→ Instructions to follow
In the records below, find every line with the word "shouldn" and copy it.

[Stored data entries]
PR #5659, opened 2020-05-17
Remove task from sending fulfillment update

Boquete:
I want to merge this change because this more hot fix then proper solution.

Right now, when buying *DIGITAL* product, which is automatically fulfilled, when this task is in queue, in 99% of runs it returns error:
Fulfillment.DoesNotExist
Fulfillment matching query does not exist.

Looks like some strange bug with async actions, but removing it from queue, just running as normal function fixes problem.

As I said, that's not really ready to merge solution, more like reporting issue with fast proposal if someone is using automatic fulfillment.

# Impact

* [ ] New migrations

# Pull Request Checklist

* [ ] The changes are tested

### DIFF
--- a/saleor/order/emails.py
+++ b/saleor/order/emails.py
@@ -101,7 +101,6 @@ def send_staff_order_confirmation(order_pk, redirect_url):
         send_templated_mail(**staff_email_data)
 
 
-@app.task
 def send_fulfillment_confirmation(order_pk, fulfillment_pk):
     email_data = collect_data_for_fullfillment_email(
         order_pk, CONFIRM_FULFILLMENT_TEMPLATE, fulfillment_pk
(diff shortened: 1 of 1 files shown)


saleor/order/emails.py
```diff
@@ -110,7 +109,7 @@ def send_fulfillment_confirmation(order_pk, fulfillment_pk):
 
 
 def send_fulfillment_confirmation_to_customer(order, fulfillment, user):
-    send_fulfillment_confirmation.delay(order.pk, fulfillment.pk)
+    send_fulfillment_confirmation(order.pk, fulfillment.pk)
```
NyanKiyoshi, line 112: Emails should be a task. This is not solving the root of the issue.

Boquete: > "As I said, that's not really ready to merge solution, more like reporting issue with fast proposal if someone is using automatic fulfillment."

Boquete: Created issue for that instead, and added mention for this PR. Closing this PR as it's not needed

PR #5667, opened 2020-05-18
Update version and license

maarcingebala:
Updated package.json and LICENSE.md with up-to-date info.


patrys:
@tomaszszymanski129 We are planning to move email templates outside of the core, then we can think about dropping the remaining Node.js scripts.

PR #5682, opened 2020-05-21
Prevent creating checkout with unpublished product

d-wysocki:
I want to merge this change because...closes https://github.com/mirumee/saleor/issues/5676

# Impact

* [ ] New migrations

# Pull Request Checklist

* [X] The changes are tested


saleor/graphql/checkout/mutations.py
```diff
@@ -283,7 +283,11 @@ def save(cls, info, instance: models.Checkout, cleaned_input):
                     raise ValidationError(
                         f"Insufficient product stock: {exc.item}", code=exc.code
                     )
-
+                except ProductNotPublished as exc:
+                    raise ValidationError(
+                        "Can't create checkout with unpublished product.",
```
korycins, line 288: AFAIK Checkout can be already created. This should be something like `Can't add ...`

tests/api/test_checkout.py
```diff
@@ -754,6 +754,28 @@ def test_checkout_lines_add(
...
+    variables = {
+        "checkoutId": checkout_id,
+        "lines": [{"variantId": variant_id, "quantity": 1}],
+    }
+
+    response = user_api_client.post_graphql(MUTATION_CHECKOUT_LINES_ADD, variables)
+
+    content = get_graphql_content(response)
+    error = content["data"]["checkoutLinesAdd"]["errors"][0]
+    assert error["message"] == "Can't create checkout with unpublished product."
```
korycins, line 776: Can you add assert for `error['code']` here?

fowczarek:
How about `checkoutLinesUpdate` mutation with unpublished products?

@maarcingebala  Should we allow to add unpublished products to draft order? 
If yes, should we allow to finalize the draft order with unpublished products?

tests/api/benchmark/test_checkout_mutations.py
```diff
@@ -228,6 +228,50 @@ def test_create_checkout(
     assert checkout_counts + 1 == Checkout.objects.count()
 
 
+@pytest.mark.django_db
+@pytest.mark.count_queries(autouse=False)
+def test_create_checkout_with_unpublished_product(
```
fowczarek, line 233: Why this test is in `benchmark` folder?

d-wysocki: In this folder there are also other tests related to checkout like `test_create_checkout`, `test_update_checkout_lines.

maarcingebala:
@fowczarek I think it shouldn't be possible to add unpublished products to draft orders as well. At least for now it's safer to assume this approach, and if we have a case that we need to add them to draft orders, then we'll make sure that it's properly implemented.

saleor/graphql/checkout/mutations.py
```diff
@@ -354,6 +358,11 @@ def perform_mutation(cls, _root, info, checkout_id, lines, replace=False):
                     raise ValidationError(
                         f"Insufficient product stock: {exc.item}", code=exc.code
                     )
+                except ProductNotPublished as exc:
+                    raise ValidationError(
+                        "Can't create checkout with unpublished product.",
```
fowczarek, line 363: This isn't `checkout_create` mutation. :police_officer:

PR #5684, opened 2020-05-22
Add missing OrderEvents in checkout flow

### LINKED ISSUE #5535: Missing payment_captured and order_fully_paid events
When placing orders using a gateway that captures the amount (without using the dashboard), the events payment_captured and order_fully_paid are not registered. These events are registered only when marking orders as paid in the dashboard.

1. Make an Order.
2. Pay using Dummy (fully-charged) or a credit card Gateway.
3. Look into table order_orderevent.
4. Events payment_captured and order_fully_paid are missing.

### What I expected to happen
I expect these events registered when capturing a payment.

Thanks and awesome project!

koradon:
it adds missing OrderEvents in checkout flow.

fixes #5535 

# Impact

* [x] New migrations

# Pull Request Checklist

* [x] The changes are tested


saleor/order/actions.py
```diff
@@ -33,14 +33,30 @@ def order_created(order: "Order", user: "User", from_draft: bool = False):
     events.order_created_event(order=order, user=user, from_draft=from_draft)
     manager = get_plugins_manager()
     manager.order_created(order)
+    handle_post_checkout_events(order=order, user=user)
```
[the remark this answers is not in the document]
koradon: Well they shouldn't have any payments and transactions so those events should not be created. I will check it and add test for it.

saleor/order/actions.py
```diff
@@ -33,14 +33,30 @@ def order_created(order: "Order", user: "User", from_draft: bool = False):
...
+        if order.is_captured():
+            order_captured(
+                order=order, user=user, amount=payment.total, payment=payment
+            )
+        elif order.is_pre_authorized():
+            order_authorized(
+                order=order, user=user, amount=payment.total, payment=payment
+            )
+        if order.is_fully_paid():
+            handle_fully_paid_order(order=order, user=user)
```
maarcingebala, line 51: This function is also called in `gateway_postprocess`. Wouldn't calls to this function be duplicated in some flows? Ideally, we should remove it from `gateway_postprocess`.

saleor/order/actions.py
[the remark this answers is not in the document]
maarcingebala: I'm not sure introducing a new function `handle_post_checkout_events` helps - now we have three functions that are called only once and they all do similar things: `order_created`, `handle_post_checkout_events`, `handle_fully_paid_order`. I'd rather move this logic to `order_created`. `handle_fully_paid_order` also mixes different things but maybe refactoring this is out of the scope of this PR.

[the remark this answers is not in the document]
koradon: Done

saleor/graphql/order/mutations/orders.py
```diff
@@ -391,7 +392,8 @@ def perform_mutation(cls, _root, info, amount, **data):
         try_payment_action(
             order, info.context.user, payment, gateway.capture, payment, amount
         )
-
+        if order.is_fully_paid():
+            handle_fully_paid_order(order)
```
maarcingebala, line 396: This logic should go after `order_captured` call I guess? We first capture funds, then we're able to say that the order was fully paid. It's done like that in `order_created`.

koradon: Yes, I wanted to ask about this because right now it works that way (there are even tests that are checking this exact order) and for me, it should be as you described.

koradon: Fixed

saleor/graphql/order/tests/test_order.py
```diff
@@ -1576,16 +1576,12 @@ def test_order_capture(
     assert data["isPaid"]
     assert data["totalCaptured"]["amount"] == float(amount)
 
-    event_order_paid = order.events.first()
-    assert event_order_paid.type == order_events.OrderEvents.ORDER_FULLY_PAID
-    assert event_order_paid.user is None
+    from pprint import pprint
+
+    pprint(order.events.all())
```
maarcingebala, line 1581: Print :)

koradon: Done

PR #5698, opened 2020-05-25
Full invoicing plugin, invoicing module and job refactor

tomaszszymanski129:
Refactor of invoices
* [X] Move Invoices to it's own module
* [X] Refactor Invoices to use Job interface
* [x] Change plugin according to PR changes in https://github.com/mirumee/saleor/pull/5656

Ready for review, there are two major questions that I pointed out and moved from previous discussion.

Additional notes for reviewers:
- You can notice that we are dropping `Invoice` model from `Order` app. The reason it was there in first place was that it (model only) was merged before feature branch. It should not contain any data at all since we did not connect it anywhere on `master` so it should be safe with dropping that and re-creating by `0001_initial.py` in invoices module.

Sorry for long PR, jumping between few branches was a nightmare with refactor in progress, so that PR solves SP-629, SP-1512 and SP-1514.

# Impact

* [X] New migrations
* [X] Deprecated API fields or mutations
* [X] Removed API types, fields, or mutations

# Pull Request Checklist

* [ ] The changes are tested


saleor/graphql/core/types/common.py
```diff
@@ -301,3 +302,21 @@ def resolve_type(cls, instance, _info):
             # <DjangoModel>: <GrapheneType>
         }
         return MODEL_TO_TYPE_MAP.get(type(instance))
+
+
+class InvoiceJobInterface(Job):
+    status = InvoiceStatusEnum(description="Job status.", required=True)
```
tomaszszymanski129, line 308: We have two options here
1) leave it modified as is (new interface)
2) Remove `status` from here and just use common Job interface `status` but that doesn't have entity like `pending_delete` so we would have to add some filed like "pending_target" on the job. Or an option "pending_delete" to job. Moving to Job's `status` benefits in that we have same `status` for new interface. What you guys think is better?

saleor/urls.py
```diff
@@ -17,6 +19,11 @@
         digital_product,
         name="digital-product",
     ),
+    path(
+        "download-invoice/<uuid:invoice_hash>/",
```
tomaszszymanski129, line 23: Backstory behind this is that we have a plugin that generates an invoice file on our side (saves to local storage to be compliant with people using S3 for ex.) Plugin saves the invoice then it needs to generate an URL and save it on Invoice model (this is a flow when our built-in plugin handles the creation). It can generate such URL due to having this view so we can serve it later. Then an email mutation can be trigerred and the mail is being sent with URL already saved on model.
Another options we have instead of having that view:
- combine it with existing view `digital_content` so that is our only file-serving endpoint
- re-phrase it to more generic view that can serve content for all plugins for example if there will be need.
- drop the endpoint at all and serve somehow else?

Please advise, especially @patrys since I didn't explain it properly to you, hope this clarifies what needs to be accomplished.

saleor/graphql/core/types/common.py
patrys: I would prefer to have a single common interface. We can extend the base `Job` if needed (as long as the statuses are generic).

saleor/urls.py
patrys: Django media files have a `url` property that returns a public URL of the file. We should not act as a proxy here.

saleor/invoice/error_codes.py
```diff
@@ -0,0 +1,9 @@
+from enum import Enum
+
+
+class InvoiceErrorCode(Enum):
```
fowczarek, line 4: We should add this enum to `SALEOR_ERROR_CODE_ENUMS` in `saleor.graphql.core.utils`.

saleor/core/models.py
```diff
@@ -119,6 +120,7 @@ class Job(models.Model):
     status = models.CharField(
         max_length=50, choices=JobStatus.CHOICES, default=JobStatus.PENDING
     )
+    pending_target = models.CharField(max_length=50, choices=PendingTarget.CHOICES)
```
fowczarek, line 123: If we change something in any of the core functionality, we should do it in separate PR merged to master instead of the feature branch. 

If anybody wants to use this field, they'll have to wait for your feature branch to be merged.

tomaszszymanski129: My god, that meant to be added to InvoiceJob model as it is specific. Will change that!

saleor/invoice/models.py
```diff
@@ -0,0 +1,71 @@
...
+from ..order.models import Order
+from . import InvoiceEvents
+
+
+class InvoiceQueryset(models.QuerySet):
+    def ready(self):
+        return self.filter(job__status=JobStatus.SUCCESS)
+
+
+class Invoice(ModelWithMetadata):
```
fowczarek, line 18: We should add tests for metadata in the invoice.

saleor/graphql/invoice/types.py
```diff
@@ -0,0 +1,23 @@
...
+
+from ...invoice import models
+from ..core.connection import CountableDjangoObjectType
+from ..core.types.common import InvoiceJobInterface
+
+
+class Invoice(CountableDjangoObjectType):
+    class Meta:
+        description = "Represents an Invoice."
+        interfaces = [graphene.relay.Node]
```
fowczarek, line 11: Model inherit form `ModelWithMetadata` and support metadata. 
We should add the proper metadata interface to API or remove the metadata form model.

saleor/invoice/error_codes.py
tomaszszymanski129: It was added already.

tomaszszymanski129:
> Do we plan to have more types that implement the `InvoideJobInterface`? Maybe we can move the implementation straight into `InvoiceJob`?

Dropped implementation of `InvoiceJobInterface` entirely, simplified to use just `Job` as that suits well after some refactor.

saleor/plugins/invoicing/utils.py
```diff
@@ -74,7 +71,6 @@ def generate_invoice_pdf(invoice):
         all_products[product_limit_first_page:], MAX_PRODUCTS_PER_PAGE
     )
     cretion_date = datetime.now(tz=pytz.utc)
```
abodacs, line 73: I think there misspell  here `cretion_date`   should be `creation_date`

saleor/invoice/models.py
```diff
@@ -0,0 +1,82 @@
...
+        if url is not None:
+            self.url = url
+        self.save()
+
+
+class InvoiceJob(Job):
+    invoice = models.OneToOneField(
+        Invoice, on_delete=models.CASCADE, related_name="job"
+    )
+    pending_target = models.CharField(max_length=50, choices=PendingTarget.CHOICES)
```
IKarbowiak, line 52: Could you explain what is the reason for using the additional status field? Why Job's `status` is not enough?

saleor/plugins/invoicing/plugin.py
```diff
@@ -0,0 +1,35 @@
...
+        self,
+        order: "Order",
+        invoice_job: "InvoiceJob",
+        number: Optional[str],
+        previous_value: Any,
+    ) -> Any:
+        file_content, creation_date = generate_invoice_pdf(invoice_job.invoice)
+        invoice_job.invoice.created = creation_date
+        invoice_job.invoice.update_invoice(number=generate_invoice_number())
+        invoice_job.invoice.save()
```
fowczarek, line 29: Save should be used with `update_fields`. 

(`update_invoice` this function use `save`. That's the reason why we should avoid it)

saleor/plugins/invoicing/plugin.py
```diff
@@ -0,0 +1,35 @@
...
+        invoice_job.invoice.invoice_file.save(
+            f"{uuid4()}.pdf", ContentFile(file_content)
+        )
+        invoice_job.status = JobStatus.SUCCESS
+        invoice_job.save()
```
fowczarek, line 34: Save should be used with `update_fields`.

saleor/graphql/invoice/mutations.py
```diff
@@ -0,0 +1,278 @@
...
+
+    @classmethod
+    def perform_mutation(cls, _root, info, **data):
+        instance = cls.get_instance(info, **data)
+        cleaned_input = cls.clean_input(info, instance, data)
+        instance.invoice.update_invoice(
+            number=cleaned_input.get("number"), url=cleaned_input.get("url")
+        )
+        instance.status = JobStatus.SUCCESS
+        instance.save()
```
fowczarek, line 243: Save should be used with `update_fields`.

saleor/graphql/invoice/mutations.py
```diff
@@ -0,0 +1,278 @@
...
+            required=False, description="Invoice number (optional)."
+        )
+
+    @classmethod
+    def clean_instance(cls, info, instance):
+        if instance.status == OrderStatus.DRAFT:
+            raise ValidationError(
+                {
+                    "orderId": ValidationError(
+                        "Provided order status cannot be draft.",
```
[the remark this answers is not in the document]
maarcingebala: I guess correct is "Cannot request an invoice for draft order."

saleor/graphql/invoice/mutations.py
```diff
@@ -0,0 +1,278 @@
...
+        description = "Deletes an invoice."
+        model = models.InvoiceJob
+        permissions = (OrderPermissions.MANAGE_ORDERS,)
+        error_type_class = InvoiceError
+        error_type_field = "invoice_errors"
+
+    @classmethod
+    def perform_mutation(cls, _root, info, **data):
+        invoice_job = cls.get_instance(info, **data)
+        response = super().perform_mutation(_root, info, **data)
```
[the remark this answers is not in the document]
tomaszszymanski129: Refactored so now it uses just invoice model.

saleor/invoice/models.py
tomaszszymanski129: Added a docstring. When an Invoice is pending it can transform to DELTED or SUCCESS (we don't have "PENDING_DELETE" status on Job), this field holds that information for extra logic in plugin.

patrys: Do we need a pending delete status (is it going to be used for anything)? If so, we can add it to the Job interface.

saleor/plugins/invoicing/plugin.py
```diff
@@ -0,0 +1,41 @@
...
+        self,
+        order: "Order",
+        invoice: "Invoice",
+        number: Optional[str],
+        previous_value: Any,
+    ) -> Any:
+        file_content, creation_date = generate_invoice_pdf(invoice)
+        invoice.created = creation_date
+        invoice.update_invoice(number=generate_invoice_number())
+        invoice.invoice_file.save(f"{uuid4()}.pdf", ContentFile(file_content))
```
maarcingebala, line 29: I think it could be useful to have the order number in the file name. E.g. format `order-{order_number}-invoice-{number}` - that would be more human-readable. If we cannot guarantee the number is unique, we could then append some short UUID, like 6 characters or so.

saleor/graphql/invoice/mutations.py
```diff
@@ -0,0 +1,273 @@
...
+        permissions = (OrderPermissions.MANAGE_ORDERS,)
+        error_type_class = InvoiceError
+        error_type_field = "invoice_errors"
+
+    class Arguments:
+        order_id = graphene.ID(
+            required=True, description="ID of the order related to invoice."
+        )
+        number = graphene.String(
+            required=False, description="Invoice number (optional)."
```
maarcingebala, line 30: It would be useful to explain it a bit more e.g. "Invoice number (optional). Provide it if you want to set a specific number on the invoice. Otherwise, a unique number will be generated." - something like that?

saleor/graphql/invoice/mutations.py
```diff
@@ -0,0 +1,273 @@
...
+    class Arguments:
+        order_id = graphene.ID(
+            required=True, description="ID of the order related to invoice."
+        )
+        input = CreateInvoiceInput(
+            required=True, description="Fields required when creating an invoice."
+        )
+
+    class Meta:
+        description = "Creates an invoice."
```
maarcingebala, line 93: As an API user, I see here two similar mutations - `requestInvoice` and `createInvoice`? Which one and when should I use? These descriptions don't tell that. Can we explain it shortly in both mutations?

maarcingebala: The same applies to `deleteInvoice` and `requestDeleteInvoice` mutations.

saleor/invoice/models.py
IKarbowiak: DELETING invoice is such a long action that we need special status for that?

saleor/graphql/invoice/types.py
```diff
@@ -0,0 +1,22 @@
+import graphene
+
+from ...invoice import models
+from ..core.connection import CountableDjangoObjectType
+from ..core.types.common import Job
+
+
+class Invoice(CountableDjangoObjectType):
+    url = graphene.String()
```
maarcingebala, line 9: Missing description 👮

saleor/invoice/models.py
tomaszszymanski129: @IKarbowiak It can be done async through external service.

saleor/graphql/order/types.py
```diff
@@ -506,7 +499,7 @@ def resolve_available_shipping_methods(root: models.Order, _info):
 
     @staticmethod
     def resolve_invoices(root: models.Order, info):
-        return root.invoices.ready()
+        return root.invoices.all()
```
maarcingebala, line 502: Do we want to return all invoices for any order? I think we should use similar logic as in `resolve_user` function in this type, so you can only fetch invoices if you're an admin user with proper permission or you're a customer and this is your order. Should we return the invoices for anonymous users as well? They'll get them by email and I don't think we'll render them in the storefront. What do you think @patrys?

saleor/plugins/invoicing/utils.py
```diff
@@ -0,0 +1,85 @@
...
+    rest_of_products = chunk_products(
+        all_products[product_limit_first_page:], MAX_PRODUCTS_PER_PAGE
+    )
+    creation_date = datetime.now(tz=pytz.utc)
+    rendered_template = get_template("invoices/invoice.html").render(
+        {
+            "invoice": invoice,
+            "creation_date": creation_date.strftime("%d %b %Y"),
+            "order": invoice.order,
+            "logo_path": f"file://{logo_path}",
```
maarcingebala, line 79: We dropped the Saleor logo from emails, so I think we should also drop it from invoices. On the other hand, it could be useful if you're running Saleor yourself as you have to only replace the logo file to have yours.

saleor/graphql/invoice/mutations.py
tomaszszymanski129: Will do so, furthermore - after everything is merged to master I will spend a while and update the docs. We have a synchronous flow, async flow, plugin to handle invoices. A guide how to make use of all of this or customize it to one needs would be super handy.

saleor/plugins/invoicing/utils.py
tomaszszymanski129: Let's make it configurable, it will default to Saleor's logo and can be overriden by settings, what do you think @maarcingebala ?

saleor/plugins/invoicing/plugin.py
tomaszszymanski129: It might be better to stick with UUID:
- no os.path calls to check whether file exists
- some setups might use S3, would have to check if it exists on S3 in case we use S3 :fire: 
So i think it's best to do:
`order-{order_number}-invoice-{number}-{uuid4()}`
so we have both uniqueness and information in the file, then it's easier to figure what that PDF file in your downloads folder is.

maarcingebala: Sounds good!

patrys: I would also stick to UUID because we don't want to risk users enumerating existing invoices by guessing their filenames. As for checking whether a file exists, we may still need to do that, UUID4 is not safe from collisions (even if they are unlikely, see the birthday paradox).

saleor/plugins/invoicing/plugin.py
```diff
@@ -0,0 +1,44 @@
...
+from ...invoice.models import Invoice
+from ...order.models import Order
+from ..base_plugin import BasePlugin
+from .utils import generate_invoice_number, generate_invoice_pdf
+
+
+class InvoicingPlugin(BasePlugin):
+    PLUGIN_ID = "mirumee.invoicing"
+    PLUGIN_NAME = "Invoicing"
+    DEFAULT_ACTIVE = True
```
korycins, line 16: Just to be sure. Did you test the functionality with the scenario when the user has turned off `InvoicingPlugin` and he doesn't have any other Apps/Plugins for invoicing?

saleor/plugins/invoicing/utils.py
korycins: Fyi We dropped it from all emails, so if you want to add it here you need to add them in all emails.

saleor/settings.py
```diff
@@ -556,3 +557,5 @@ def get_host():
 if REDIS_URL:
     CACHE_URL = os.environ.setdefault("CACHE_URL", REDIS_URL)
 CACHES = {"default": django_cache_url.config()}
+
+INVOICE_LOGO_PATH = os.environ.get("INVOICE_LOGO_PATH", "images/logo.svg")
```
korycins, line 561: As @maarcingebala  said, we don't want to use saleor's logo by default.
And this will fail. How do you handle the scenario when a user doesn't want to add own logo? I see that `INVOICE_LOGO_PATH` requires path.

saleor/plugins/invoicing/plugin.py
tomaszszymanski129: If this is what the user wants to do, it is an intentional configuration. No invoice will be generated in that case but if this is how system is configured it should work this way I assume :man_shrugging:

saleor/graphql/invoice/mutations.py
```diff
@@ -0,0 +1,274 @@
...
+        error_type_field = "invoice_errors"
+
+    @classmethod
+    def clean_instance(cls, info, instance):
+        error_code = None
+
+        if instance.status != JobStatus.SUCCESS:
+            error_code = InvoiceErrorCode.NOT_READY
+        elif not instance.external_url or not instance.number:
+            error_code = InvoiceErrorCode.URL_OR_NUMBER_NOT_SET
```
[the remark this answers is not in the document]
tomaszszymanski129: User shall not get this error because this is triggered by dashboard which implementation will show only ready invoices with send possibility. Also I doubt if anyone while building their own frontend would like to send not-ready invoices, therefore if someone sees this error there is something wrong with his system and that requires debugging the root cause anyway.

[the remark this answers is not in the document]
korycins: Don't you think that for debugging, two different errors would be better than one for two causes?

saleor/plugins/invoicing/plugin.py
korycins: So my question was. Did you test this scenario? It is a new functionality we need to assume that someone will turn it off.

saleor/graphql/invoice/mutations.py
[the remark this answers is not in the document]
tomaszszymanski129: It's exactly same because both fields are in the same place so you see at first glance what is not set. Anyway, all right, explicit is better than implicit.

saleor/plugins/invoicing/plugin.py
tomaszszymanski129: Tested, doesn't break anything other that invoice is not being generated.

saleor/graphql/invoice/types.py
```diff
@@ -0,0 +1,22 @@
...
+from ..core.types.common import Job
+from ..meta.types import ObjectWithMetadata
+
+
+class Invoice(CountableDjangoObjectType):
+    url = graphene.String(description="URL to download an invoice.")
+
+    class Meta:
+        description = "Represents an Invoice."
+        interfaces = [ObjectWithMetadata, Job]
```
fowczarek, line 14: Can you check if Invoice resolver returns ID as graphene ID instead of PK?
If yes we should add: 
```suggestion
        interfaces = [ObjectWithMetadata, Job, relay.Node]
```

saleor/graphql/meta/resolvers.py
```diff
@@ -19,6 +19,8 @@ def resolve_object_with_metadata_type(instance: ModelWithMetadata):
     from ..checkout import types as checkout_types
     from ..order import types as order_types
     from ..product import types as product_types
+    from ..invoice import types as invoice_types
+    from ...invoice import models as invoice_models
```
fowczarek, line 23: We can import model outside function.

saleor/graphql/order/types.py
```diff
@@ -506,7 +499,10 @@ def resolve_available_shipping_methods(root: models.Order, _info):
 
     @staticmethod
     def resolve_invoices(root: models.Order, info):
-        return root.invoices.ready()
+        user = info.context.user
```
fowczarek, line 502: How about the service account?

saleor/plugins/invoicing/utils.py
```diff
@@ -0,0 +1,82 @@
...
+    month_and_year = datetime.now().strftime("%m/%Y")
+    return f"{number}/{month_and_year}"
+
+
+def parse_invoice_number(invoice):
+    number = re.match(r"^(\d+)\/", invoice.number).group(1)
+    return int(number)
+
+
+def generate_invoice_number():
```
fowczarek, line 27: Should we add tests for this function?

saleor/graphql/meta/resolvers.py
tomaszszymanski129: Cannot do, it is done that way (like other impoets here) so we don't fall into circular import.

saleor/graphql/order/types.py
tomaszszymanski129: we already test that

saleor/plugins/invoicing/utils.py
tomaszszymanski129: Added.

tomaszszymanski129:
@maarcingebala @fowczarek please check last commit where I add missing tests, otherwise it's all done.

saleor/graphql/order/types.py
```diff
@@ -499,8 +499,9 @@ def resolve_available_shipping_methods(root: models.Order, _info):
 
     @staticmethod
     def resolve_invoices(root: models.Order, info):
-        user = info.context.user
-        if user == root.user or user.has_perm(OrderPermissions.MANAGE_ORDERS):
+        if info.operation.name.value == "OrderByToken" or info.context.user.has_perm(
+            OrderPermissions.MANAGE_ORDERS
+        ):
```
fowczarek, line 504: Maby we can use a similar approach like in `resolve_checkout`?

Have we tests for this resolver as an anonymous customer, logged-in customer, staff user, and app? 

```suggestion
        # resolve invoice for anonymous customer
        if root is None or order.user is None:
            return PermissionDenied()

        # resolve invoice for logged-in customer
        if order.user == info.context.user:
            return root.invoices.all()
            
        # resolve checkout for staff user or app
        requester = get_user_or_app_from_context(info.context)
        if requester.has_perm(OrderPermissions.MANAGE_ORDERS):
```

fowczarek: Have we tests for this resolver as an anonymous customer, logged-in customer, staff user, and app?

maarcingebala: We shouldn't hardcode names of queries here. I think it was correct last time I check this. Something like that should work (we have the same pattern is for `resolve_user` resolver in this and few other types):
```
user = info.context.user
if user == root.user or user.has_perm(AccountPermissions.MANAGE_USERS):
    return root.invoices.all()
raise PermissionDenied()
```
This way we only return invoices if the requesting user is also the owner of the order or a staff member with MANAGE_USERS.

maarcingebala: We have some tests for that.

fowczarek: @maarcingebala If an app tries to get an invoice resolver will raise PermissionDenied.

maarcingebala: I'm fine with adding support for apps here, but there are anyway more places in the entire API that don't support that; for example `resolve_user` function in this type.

→ Solution for this task
@fowczarek I think it shouldn't be possible to add unpublished products to draft orders as well. At least for now it's safer to assume this approach, and if we have a case that we need to add them to draft orders, then we'll make sure that it's properly implemented.
koradon: Well they shouldn't have any payments and transactions so those events should not be created. I will check it and add test for it.
maarcingebala: We shouldn't hardcode names of queries here. I think it was correct last time I check this. Something like that should work (we have the same pattern is for `resolve_user` resolver in this and few other types):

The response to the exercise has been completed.